▶ _Your instructions_:
Where the records appear below, transcribe them exactly, leaving none out.

+++

PR #3935, opened 2018-09-11
Dialogue improvement

tmbutterworth:
The navy has a diverse selection of people with different religions: Christian, Islam and Buddhism are referenced in the game. Requiring a Buddhist or Muslim to swear on the Christian god is counter productive to diplomacy. Christianity declares Oath Swearing taboo as Jesus spoke against the practice so including God is taboo as well. The only commonality is their sense of honor which they consider sacred.


jafdy:
It could be reasonable to assume that most people will be Christian, or some other religion with a single god. Also it is worth noting that "God" doesn't necessarily refer to exclusively the Christian (and Jewish) god, it could just as easily refer to the Islamic god or one of the Sikh gods, it only really fails to apply to Buddhists and other religions without a god (plus atheists). And that they are swearing before god and not on god.
The result is a change that makes the sentence more clumsy without any tangible benefit.

There could be other things involved that make the situation more reasonable, like Muslims and Buddhists are in the minority, or the man in question could have been wearing a religious symbol like a cross and other men could swear a modified oath to the same effect that was acceptable to their own religion.

Nescio0:
Or just cut out "God and", simply "swear before these witnesses" ought to be enough.

tmbutterworth:
Nescio0

The game emphasizes The Honor of the navy. I was trying to emphasize that. It could be shortened to: "swear on your honor before these witnesses"

PR #3936, opened 2018-09-11
Dialogue Improvement

tmbutterworth:
Modified dialogue to emphasize honor.


jafdy:
You can change a previously opened PR as well, that does reduce the clutter some what.

tmbutterworth:
> You can change a previously opened PR as well, that does reduce the clutter some what.

Thanks just figured out how to do that.

endless-sky:
The current dialog is intentional; the Free Worlds planets have a higher prevalence of theistic religions than the rest of human space, and they're the ones deciding what the oath should be.

KiLEdEnNis:
(perhaps the handful that refuses follow some other religion fiercely enough not to take the oath)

+++

▶ _Solved exercise_:
PR #3935, opened 2018-09-11
Dialogue improvement

tmbutterworth:
The navy has a diverse selection of people with different religions: Christian, Islam and Buddhism are referenced in the game. Requiring a Buddhist or Muslim to swear on the Christian god is counter productive to diplomacy. Christianity declares Oath Swearing taboo as Jesus spoke against the practice so including God is taboo as well. The only commonality is their sense of honor which they consider sacred.


jafdy:
It could be reasonable to assume that most people will be Christian, or some other religion with a single god. Also it is worth noting that "God" doesn't necessarily refer to exclusively the Christian (and Jewish) god, it could just as easily refer to the Islamic god or one of the Sikh gods, it only really fails to apply to Buddhists and other religions without a god (plus atheists). And that they are swearing before god and not on god.
The result is a change that makes the sentence more clumsy without any tangible benefit.

There could be other things involved that make the situation more reasonable, like Muslims and Buddhists are in the minority, or the man in question could have been wearing a religious symbol like a cross and other men could swear a modified oath to the same effect that was acceptable to their own religion.

Nescio0:
Or just cut out "God and", simply "swear before these witnesses" ought to be enough.

tmbutterworth:
Nescio0

The game emphasizes The Honor of the navy. I was trying to emphasize that. It could be shortened to: "swear on your honor before these witnesses"

PR #3936, opened 2018-09-11
Dialogue Improvement

tmbutterworth:
Modified dialogue to emphasize honor.


jafdy:
You can change a previously opened PR as well, that does reduce the clutter some what.

tmbutterworth:
> You can change a previously opened PR as well, that does reduce the clutter some what.

Thanks just figured out how to do that.

endless-sky:
The current dialog is intentional; the Free Worlds planets have a higher prevalence of theistic religions than the rest of human space, and they're the ones deciding what the oath should be.

KiLEdEnNis:
(perhaps the handful that refuses follow some other religion fiercely enough not to take the oath)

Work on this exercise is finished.